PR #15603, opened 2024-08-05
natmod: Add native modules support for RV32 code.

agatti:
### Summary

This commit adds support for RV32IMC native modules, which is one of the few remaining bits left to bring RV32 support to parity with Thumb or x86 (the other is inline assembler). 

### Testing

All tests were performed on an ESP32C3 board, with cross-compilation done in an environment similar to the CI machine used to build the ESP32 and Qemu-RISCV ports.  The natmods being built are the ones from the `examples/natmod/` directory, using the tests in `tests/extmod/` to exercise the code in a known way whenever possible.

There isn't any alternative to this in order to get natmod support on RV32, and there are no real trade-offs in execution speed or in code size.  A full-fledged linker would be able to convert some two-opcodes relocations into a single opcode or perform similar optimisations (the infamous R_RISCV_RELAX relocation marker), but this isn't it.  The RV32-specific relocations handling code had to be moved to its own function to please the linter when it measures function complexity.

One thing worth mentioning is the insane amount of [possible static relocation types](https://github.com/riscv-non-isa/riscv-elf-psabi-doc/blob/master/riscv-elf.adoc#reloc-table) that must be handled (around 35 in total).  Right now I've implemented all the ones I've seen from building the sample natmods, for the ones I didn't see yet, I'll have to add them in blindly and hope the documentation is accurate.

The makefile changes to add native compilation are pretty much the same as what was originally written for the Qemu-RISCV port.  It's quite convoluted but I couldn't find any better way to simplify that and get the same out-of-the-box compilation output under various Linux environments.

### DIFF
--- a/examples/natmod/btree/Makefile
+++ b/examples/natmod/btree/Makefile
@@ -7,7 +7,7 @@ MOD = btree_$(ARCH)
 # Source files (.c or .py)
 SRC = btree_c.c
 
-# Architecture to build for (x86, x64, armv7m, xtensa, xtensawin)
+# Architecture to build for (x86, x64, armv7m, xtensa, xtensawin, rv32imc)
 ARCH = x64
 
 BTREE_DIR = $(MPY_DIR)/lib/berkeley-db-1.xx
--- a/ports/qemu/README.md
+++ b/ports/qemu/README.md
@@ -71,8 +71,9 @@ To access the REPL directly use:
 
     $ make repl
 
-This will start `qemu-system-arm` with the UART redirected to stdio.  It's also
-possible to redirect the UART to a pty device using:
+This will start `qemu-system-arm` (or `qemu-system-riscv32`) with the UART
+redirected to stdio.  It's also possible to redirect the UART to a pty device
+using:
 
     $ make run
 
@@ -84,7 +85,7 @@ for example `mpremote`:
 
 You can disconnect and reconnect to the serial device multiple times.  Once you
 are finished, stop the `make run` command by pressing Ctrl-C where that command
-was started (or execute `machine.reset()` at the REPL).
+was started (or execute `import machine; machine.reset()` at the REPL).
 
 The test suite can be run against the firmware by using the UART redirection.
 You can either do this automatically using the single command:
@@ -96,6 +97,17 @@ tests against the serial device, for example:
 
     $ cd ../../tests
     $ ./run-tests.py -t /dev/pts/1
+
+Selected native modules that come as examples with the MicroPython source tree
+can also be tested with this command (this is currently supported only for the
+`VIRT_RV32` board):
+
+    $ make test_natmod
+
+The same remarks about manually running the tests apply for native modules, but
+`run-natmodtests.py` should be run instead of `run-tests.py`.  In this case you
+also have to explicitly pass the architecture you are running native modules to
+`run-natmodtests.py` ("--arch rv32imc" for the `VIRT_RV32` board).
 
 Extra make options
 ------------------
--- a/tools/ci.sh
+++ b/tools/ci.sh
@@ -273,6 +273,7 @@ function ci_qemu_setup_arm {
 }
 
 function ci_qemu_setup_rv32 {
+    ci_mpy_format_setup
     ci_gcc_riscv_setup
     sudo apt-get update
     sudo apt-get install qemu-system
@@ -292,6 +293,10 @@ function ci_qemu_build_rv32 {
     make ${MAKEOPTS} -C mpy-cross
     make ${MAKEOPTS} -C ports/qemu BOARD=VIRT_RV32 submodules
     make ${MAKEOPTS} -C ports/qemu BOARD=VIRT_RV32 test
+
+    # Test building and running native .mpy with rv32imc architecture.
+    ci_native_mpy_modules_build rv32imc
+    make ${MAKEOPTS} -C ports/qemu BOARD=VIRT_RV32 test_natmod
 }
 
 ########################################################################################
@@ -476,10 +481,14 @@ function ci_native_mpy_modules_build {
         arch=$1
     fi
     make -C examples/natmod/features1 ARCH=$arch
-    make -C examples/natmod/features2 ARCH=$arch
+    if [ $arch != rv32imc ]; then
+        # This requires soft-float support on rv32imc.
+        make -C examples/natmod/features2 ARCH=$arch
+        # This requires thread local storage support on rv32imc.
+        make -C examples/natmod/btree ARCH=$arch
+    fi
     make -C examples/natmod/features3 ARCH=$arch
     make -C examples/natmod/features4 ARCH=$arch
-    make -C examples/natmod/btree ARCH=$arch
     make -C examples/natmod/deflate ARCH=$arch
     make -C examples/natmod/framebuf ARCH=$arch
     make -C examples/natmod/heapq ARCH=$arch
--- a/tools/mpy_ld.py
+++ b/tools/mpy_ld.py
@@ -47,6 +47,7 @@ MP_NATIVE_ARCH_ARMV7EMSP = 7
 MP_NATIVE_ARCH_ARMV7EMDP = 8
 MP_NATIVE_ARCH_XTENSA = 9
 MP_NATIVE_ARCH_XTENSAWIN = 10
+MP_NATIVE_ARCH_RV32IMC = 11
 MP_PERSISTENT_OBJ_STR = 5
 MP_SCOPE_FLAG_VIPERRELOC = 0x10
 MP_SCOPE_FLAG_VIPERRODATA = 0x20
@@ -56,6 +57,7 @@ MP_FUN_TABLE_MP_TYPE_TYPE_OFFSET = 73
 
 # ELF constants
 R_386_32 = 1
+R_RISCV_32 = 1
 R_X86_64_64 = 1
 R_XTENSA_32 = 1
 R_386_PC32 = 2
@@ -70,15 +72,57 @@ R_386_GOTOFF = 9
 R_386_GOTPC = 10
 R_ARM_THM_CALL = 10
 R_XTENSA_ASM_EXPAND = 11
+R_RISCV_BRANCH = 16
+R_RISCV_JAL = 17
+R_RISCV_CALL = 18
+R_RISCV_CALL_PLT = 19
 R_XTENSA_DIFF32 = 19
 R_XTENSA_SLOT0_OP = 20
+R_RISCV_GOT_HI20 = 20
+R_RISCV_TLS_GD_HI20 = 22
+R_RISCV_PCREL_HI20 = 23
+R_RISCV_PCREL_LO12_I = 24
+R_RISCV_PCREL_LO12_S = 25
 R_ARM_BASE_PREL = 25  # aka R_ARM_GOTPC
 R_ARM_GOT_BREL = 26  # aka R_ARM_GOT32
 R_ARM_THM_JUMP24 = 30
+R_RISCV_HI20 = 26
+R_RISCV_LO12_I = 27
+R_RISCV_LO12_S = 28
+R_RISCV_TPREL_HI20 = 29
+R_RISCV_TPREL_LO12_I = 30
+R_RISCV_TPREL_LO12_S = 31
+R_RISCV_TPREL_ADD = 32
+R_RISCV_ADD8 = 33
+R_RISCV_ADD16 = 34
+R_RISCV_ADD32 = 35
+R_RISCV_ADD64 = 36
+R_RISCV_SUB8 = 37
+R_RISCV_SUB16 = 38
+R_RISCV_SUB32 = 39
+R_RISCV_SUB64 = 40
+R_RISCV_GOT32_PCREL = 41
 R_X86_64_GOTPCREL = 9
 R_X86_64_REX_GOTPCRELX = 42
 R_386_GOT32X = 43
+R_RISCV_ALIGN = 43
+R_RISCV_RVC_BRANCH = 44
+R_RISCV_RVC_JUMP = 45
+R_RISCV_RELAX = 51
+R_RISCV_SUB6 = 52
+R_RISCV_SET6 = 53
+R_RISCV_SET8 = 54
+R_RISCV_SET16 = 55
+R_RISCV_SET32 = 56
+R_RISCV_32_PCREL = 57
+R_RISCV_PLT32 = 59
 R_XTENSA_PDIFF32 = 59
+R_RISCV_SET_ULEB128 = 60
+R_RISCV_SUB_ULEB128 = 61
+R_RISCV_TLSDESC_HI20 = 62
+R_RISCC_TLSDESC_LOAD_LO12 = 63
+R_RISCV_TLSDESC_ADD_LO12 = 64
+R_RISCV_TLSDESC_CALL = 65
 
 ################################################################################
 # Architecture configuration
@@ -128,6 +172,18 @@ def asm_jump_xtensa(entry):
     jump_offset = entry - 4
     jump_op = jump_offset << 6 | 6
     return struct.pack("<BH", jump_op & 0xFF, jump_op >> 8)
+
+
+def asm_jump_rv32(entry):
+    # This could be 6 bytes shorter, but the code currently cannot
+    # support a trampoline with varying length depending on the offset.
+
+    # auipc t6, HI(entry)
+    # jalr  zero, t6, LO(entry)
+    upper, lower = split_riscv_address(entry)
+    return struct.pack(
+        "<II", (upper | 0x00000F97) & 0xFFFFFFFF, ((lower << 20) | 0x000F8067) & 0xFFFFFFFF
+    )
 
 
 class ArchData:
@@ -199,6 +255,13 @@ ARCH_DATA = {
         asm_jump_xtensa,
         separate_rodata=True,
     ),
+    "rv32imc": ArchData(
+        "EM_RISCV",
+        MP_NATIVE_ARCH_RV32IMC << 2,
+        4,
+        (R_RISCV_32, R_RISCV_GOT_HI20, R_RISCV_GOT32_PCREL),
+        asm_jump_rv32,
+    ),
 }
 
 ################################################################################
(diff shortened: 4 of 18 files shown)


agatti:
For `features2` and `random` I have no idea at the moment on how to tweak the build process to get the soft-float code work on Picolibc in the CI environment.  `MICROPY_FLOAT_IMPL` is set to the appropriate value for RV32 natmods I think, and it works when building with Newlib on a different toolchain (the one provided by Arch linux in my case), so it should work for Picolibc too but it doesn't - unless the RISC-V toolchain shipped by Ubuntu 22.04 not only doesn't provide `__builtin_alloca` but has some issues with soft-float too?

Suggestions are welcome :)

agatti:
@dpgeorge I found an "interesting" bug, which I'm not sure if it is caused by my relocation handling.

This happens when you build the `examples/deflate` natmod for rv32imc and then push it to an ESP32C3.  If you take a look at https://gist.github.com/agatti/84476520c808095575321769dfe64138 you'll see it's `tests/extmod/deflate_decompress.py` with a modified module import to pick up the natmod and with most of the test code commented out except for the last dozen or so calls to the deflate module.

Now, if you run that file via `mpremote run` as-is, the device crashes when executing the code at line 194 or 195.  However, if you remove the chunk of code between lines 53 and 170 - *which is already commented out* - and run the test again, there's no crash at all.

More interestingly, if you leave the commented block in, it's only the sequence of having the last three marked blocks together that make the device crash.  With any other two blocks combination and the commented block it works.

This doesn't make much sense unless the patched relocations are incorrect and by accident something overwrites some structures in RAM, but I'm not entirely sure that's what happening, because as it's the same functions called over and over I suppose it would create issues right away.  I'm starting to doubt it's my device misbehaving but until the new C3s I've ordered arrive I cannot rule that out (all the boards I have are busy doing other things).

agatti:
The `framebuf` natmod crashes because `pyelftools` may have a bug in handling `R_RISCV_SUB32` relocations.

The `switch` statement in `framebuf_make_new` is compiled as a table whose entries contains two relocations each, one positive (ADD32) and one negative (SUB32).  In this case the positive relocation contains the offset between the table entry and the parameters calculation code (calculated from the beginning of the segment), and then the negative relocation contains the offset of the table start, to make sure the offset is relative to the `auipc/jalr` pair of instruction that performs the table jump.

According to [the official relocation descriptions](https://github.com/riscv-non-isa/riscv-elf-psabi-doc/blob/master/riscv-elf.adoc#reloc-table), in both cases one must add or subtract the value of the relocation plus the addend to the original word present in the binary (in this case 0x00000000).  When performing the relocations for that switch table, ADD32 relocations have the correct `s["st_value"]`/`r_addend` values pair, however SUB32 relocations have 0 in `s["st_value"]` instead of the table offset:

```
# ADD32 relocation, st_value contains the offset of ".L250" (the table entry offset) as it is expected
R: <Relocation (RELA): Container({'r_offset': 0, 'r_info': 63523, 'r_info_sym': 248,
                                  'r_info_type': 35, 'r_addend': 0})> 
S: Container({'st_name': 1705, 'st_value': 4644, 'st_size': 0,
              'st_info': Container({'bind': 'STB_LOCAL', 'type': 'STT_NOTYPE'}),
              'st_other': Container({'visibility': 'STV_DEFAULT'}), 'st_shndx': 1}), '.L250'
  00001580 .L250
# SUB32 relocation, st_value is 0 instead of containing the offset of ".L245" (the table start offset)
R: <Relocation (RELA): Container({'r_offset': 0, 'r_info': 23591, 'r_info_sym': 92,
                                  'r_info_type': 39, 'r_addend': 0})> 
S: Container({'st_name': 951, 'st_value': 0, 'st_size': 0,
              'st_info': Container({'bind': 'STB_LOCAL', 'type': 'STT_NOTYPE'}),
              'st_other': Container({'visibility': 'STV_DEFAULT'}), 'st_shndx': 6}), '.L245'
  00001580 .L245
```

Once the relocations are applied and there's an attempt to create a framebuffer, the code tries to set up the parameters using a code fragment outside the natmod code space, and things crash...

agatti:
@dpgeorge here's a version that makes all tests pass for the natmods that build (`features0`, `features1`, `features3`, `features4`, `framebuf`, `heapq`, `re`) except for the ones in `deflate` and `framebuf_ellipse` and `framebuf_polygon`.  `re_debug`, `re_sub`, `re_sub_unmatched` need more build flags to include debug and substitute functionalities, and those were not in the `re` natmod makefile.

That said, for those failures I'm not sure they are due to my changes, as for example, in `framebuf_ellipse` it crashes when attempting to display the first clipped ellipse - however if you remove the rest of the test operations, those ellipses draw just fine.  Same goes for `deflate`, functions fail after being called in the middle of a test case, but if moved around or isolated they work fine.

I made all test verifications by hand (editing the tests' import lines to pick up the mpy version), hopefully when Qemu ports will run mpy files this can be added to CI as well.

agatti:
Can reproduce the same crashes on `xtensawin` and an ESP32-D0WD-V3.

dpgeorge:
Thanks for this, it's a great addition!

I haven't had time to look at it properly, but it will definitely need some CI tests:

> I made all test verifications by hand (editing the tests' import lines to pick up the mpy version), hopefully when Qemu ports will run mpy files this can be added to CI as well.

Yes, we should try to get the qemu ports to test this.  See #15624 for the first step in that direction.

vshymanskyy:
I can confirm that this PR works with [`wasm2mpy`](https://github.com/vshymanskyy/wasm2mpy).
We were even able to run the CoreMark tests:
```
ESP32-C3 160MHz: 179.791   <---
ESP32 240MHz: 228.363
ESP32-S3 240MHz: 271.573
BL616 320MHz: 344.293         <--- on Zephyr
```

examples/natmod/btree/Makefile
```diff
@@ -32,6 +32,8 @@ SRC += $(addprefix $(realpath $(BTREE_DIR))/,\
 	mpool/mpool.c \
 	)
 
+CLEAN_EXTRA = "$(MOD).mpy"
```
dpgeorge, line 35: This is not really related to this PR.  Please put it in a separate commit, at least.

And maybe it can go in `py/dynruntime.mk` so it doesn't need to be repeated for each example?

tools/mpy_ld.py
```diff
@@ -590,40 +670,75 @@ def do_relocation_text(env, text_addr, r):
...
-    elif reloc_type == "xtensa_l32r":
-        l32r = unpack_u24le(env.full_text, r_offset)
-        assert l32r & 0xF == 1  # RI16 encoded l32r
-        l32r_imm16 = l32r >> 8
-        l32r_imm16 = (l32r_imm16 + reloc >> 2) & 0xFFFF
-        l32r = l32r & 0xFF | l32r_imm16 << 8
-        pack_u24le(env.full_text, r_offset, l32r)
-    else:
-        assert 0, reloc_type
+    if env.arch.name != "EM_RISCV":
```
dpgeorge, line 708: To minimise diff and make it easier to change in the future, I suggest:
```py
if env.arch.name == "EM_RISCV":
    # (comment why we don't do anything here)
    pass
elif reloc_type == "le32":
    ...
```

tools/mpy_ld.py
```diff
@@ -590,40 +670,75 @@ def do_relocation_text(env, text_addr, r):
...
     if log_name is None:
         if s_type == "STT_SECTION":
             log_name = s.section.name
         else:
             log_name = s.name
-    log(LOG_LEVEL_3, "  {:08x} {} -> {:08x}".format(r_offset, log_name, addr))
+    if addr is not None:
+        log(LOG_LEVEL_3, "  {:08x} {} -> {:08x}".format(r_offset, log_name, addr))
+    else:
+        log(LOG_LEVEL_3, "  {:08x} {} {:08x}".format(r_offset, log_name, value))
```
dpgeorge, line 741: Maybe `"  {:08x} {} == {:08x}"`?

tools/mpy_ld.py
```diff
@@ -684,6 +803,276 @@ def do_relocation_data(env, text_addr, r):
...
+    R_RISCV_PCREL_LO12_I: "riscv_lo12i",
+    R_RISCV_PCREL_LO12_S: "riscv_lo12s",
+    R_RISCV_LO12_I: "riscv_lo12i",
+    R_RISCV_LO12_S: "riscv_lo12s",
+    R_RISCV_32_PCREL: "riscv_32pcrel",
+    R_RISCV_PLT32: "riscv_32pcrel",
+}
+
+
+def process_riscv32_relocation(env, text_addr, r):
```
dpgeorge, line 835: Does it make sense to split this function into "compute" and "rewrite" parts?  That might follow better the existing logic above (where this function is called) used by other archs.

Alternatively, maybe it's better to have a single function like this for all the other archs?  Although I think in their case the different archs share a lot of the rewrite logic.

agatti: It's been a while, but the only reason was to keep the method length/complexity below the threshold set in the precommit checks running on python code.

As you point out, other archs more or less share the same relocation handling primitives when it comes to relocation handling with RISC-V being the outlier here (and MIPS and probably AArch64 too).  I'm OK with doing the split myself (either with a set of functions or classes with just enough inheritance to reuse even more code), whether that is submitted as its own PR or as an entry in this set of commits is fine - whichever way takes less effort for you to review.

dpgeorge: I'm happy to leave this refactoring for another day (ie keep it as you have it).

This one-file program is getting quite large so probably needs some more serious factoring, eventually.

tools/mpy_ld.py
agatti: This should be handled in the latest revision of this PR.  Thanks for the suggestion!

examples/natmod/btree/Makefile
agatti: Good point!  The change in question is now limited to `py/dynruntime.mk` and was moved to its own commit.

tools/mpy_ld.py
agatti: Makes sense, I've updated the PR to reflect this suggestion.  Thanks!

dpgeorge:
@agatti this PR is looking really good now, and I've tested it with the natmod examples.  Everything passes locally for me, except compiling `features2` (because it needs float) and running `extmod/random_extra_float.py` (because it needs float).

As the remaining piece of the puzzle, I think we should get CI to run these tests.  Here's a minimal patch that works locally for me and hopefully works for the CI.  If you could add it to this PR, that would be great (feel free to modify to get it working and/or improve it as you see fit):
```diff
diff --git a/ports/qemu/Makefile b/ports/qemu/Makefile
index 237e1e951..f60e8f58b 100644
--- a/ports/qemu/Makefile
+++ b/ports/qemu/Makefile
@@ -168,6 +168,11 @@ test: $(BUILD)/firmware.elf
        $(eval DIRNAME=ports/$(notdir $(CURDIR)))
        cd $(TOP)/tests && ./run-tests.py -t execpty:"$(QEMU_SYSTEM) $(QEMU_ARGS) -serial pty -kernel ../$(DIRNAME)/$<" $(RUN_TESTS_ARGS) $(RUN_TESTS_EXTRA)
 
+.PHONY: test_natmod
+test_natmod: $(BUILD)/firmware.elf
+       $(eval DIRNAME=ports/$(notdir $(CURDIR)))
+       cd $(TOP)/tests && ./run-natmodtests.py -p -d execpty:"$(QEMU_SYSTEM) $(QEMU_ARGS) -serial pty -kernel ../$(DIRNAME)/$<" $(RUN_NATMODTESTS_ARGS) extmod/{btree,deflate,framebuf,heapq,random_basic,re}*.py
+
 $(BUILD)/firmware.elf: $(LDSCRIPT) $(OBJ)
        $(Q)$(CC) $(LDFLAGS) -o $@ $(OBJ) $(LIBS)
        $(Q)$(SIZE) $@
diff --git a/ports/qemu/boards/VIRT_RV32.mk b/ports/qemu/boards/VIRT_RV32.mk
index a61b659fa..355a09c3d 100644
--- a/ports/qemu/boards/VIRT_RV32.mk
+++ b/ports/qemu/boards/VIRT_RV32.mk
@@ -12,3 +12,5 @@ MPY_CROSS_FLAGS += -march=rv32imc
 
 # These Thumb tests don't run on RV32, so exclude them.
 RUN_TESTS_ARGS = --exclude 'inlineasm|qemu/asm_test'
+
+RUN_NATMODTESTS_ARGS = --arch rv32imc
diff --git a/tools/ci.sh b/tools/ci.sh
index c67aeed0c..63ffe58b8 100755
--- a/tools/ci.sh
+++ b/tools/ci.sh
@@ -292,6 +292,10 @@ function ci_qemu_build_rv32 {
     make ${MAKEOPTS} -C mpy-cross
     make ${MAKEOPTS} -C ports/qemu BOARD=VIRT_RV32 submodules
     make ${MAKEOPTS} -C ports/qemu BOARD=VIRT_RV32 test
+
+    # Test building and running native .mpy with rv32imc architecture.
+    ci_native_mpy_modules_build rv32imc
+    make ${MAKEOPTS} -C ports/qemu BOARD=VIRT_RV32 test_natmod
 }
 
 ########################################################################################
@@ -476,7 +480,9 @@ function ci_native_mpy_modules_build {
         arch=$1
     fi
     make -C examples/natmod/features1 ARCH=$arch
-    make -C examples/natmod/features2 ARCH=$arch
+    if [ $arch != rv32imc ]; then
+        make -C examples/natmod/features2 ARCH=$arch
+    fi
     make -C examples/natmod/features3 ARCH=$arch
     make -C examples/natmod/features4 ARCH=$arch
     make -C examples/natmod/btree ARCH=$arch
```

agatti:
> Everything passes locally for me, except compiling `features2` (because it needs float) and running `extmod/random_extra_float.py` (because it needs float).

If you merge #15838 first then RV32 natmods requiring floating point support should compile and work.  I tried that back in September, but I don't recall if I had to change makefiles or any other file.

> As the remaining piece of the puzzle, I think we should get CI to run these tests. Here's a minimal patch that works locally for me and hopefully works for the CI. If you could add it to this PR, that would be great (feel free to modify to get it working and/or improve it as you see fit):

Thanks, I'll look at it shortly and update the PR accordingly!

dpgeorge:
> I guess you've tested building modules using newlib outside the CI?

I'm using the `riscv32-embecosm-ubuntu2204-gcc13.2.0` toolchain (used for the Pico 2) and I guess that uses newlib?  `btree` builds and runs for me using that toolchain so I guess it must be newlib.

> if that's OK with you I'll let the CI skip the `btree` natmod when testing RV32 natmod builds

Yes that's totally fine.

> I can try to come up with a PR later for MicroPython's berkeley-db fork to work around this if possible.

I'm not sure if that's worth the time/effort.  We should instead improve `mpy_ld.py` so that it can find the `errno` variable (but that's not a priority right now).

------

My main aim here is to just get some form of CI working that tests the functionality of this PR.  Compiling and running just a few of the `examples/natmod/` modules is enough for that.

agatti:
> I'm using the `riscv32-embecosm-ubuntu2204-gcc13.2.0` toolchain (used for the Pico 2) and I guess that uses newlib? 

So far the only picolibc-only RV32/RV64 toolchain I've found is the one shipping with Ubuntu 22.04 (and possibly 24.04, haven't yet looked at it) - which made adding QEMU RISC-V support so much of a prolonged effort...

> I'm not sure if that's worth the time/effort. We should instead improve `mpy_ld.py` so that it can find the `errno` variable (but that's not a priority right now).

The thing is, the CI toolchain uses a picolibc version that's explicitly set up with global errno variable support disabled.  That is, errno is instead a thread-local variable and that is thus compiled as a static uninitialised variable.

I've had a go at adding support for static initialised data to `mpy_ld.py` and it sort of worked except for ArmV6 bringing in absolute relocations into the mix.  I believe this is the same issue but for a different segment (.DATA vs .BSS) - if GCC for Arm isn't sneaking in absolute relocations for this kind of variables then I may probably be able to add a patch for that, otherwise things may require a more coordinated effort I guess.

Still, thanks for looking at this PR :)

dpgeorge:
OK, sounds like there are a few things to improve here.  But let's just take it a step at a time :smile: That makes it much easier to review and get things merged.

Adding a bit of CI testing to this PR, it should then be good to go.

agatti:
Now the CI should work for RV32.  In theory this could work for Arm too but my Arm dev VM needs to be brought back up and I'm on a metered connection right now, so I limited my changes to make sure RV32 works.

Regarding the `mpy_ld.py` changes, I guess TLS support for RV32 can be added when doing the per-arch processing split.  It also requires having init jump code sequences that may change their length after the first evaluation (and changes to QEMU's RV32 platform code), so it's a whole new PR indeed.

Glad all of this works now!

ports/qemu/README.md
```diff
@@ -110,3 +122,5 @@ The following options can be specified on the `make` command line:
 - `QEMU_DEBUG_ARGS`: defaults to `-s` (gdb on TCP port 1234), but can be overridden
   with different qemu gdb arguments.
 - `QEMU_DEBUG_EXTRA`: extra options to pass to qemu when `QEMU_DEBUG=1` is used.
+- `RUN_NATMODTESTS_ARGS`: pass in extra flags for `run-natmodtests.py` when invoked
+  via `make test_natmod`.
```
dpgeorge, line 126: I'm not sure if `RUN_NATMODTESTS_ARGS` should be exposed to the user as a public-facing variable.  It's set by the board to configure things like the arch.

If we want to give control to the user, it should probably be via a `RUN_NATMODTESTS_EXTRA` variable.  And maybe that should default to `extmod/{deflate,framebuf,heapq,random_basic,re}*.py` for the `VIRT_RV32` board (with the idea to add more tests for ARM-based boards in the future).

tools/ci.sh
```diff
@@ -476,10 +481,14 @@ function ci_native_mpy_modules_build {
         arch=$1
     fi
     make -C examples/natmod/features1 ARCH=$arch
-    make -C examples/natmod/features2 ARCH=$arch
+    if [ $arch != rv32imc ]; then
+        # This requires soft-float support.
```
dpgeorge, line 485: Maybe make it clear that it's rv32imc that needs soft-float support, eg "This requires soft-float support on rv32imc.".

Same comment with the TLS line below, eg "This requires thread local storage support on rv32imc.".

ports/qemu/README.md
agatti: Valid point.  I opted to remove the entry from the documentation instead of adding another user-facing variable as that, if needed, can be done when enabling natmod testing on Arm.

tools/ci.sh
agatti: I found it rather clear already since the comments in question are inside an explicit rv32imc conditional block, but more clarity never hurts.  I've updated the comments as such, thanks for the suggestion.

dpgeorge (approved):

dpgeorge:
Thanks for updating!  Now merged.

# # # # #

» What you should do
Scan the listing above for the line that has "# This requires soft-float support on rv32imc.", then copy exactly from that line through the line that has "R_XTENSA_PDIFF32 = 59".

» Answer area
+        # This requires soft-float support on rv32imc.
+        make -C examples/natmod/features2 ARCH=$arch
+        # This requires thread local storage support on rv32imc.
+        make -C examples/natmod/btree ARCH=$arch
+    fi
     make -C examples/natmod/features3 ARCH=$arch
     make -C examples/natmod/features4 ARCH=$arch
-    make -C examples/natmod/btree ARCH=$arch
     make -C examples/natmod/deflate ARCH=$arch
     make -C examples/natmod/framebuf ARCH=$arch
     make -C examples/natmod/heapq ARCH=$arch
--- a/tools/mpy_ld.py
+++ b/tools/mpy_ld.py
@@ -47,6 +47,7 @@ MP_NATIVE_ARCH_ARMV7EMSP = 7
 MP_NATIVE_ARCH_ARMV7EMDP = 8
 MP_NATIVE_ARCH_XTENSA = 9
 MP_NATIVE_ARCH_XTENSAWIN = 10
+MP_NATIVE_ARCH_RV32IMC = 11
 MP_PERSISTENT_OBJ_STR = 5
 MP_SCOPE_FLAG_VIPERRELOC = 0x10
 MP_SCOPE_FLAG_VIPERRODATA = 0x20
@@ -56,6 +57,7 @@ MP_FUN_TABLE_MP_TYPE_TYPE_OFFSET = 73
 
 # ELF constants
 R_386_32 = 1
+R_RISCV_32 = 1
 R_X86_64_64 = 1
 R_XTENSA_32 = 1
 R_386_PC32 = 2
@@ -70,15 +72,57 @@ R_386_GOTOFF = 9
 R_386_GOTPC = 10
 R_ARM_THM_CALL = 10
 R_XTENSA_ASM_EXPAND = 11
+R_RISCV_BRANCH = 16
+R_RISCV_JAL = 17
+R_RISCV_CALL = 18
+R_RISCV_CALL_PLT = 19
 R_XTENSA_DIFF32 = 19
 R_XTENSA_SLOT0_OP = 20
+R_RISCV_GOT_HI20 = 20
+R_RISCV_TLS_GD_HI20 = 22
+R_RISCV_PCREL_HI20 = 23
+R_RISCV_PCREL_LO12_I = 24
+R_RISCV_PCREL_LO12_S = 25
 R_ARM_BASE_PREL = 25  # aka R_ARM_GOTPC
 R_ARM_GOT_BREL = 26  # aka R_ARM_GOT32
 R_ARM_THM_JUMP24 = 30
+R_RISCV_HI20 = 26
+R_RISCV_LO12_I = 27
+R_RISCV_LO12_S = 28
+R_RISCV_TPREL_HI20 = 29
+R_RISCV_TPREL_LO12_I = 30
+R_RISCV_TPREL_LO12_S = 31
+R_RISCV_TPREL_ADD = 32
+R_RISCV_ADD8 = 33
+R_RISCV_ADD16 = 34
+R_RISCV_ADD32 = 35
+R_RISCV_ADD64 = 36
+R_RISCV_SUB8 = 37
+R_RISCV_SUB16 = 38
+R_RISCV_SUB32 = 39
+R_RISCV_SUB64 = 40
+R_RISCV_GOT32_PCREL = 41
 R_X86_64_GOTPCREL = 9
 R_X86_64_REX_GOTPCRELX = 42
 R_386_GOT32X = 43
+R_RISCV_ALIGN = 43
+R_RISCV_RVC_BRANCH = 44
+R_RISCV_RVC_JUMP = 45
+R_RISCV_RELAX = 51
+R_RISCV_SUB6 = 52
+R_RISCV_SET6 = 53
+R_RISCV_SET8 = 54
+R_RISCV_SET16 = 55
+R_RISCV_SET32 = 56
+R_RISCV_32_PCREL = 57
+R_RISCV_PLT32 = 59
 R_XTENSA_PDIFF32 = 59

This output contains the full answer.